ホーム > おしえてTea Cha! > 茶の効能 > 虫歯予防効果
ここから本文です。
虫歯菌(Streptococcus mutans, S. sobrinusなど)は、口腔内で増殖し、グルコシルトランスフェラーゼという酵素を分泌します。この酵素は、ショ糖から粘着性で不溶性の多糖類グルカンを生成しますが、このグルカンが菌体とともに歯の表面に付着して歯垢(プラーク)を形成します。歯垢内で、虫歯菌は糖を代謝して乳酸などの酸を生成し、この酸が歯表面のエナメル質からカルシウムを溶出することで、虫歯が進行します。

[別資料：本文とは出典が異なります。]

PR #873, opened 2020-01-16
Prevent installation with unsupported Python

danielmitterdorfer:
With this commit we specify `python_requires` in our setup file which
generates the necessary metadata so that pip checks whether the user's
Python version is within the allowed range and aborts the installation
if the requirement is not met. This feature requires pip 9.0.0 or
better.


danielmitterdorfer:
> an alternative to the 999 patchset version would be >=3.5, <3.9 I believe this would work, but it does not matter much to me.

Indeed it does but we also generate the (human-readable) list of supported versions from that list and that's the main reason we base `python_requires` on an inclusive range.

danielmitterdorfer:
@hub-cap I've implemented a different approach now in https://github.com/elastic/rally/pull/873/commits/bb4027c88ea1b3834dc8dbf5fb73173cdf636fd8 which defines the version range as `>=3.5,<3.9`. Can you please take another look?

PR #874, opened 2020-01-17
Store system metrics if race metadata are present

danielmitterdorfer:
With this commit we avoid interacting in any way with the metrics store
if we could not retrieve any race metadata. This situation can happen
when we have never started a benchmark, the provided race id does not
match or we use an in-memory metrics store instead of Elasticsearch. In
all these cases we cleanly shutdown the node instead of raising errors.

Relates #860 
Relates #830


danielmitterdorfer:
Thanks for your review!

PR #879, opened 2020-01-27
Don't read from stdout/stderr on ES startup

danielmitterdorfer:
With this commit we avoid reading from stdout/stderr which might have
been closed by the application and rely solely on the process' return
code.

Relates elastic/elasticsearch#50259

### DIFF
--- a/esrally/mechanic/launcher.py
+++ b/esrally/mechanic/launcher.py
@@ -16,6 +16,8 @@
 # under the License.
 import logging
 import os
+import shlex
+import subprocess
 
 import psutil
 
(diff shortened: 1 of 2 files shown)


danielmitterdorfer:

esrally/mechanic/launcher.py
```diff
@@ -186,14 +188,28 @@ def _set_env(self, env, k, v, separator=' ', prepend=False):
             else:
                     env[k] = env[k] + separator + v
 
+    @staticmethod
+    def _run_subprocess(command_line, env):
+        command_line_args = shlex.split(command_line)
+
+        # pylint: disable=subprocess-popen-preexec-fn
```
drawlerr: I know we didn't comment this last time when this was added, but when going back over this code I completely forgot about why we have a preexec_fn.  Seems an uncommonly used function that is prone to trouble as in the Pylint warning.  Perhaps we can briefly comment why it is necessary for detached processes?

drawlerr: Alternatively, we can "upgrade" to using the `start_new_session` argument described in https://docs.python.org/3.2/library/subprocess.html

danielmitterdorfer: Thanks for the feedback! As this is currently blocking our nightly benchmarks I'll merge this PR as is but this is definitely a good idea for a for a future PR. I'll keep this on my radar! :)

danielmitterdorfer: I've pushed https://github.com/elastic/rally/pull/884.

PR #882, opened 2020-01-29
Make REST API check stricter

danielmitterdorfer:
So far we have used the info API to determine whether the REST API of
Elasticsearch is available. However, we might get lucky that a quorum
(but not all) of the target hosts are available yet. While certain nodes
would then respond to HTTP requests, others might not which can lead to
situations where the REST API check succeeds but we run into connection
errors later on (because we hit a different host from the connection
pool).

With this commit we make this check stricter by using the cluster health
API and blocking until  at least the number of target hosts in the
cluster is available.

### DIFF
--- a/esrally/client.py
+++ b/esrally/client.py
@@ -134,23 +134,34 @@ def wait_for_rest_layer(es, max_attempts=20):
 
     :param es: Elasticsearch client to use for connecting.
     :param max_attempts: The maximum number of attempts to check whether the REST API is available.
-    :return: True iff Elasticsearch is available.
+    :return: True iff Elasticsearch's REST API is available.
     """
+    # assume that at least the hosts that we expect to contact should be available. Note that this is not 100%
+    # bullet-proof as a cluster could have e.g. dedicated masters which are not contained in our list of target hosts
+    # but this is still better than just checking for any random node's REST API being reachable.
+    expected_node_count = len(es.transport.hosts)
+    logger = logging.getLogger(__name__)
     for attempt in range(max_attempts):
+        logger.debug("REST API is available after %s attempts", attempt)
         import elasticsearch
         try:
-            es.info()
+            # see also WaitForHttpResource in Elasticsearch tests. Contrary to the ES tests we consider the API also
+            # available when the cluster status is RED (as long as all required nodes are present)
+            es.cluster.health(wait_for_nodes=">={}".format(expected_node_count))
+            logger.info("REST API is available for >= [%s] nodes after [%s] attempts.", expected_node_count, attempt)
             return True
         except elasticsearch.ConnectionError as e:
             if "SSL: UNKNOWN_PROTOCOL" in str(e):
                 raise exceptions.SystemSetupError("Could not connect to cluster via https. Is this an https endpoint?", e)
             else:
-                time.sleep(1)
+                logger.debug("Got connection error on attempt [%s]. Sleeping...", attempt)
+                time.sleep(3)
         except elasticsearch.TransportError as e:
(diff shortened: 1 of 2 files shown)


esrally/client.py
```diff
@@ -134,23 +134,34 @@ def wait_for_rest_layer(es, max_attempts=20):
 
     :param es: Elasticsearch client to use for connecting.
     :param max_attempts: The maximum number of attempts to check whether the REST API is available.
-    :return: True iff Elasticsearch is available.
+    :return: True iff Elasticsearch's REST API is available.
     """
+    # assume that at least the hosts that we expect to contact should be available. Note that this is not 100%
+    # bullet-proof as a cluster could have e.g. dedicated masters which are not contained in our list of target hosts
+    # but this is still better than just checking for any random node's REST API being reachable.
```
dliappis: This is a very useful comment to have.

Question: would it be dangerous to trigger a sniff of the eligible http hosts (e.g. via a helper method in our EsClientFactory invoking [#elasticsearch.Transport#sniff_hosts()](https://elasticsearch-py.readthedocs.io/en/master/connection.html#elasticsearch.Transport.sniff_hosts))? I was thinking if we explicitly ask for a fresh list of hosts before the check, then no unavailable hosts should be reachable. Then the same call could be invoked before the load driver starts. The caveat with this approach would be that it could potentially override the explicitly list provided by `--target-hosts`. Thoughts?

esrally/client.py
```diff
@@ -134,23 +134,34 @@ def wait_for_rest_layer(es, max_attempts=20):
...
+                time.sleep(3)
         except elasticsearch.TransportError as e:
-            if e.status_code == 503:
-                time.sleep(1)
-            elif e.status_code == 401:
-                time.sleep(1)
+            # cluster block, x-pack not initialized yet, our wait condition is not reached
+            if e.status_code in (503, 401, 408):
+                logger.debug("Got status code [%s] on attempt [%s]. Sleeping...", e.status_code, attempt)
+                time.sleep(3)
```
dliappis: With the default `max_attempts=20` the worst case scenario would mean waiting 3*20=60s plus whatever time spent executing the 20 API calls. Given the (potential) difference in performance between different hosts building from source, should we increase this e.g. to 6 (2mins in total)?

danielmitterdorfer: I'm fine increasing this although I'd opt for more retries instead of a larger sleep period.

dliappis: More retries is fine by me too.

esrally/client.py
danielmitterdorfer: I'd try not to build any smartness into this? Without reading all of the involved code I don't think we can reason what nodes will be returned on cluster bootstrap (let's assume not all nodes are up yet or not all of them might have opened the HTTP port). I was even considering exposing an explicit command line parameter but thought that this would be a good compromise.

esrally/client.py
danielmitterdorfer: I've increased the number of retries to 40 now in https://github.com/elastic/rally/pull/882/commits/cbf6decc1dd68f2a5ff8da3d32e18e9279ce1961.

esrally/client.py
dliappis: Agreed. Let's keep things simple here.

For the record I had a look what the elasticsearch py client does when sniff gets invoked [here](https://github.com/elastic/elasticsearch-py/blob/a9cdb247001c40e94d916f58c14f87e4b281867c/elasticsearch/transport.py#L198-L238) and it collects a list of eligible http hosts via `/_nodes/_all/http`.

PR #883, opened 2020-01-29
Stop all locally running nodes

danielmitterdorfer:
When starting multiple nodes on one machine, Rally only stopped the
first node. With this commit we actually stop all nodes.

### DIFF
--- a/tests/mechanic/launcher_test.py
+++ b/tests/mechanic/launcher_test.py
@@ -174,9 +174,11 @@ class ProcessLauncherTests(TestCase):
         ms = get_metrics_store(cfg)
         proc_launcher = launcher.ProcessLauncher(cfg)
 
-        node_configs = [NodeConfiguration(build_type="tar", car_env={}, car_runtime_jdks="12,11", ip="127.0.0.1",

まず、茶葉には虫歯菌の生育を抑える成分として、カテキン類(文献1)・ネロリドールなどの香気成分(文献2)・高分子ポリフェノール化合物(文献3)などが含まれていることが報告されています。また、グルカン形成酵素であるグルコシルトランスフェラーゼの活性を阻害する成分としては、カテキン類(文献4)・烏龍茶ポリフェノール類(文献5)・紅茶テアフラビン類(文献6)などがあります。緑茶ポリフェノールは、虫歯菌の付着性を抑制するという報告もあります(文献7)。さらに、緑茶・紅茶抽出物は、唾液と虫歯菌のアミラーゼ活性を阻害することで、デンプンからマルトースへの分解を抑制し、虫歯菌が利用しやすい糖の形成を抑えます(文献8)。このように、茶葉ポリフェノール類は、虫歯形成の様々な過程を抑制することで、それを予防する力があるものと考えられます。これらの有効成分の化学構造を、図1に示します。
ところで、茶葉にはフッ素が多く含まれていることが知られており、普通の茶の煎れ方でその多くが溶出されてきます。フッ素には、CaF2様物質のエナメル表面への沈着を促進し、歯の表面を丈夫にする効果があります。
このような様々な成分と働きによる茶の虫歯予防効果は、動物実験においてもヒトの場合においても、すでに確かめられています。例えば、烏龍茶や緑茶のポリフェノール類はラットの虫歯形成を抑制しますし(文献9,10)、ある小学校で給食のあとに緑茶を飲ませたところ、児童の虫歯にかかる率が減少したという報告もあります(文献11)。茶の虫歯予防効果は、ガム等の菓子類への添加という形で、すでに実用化されています。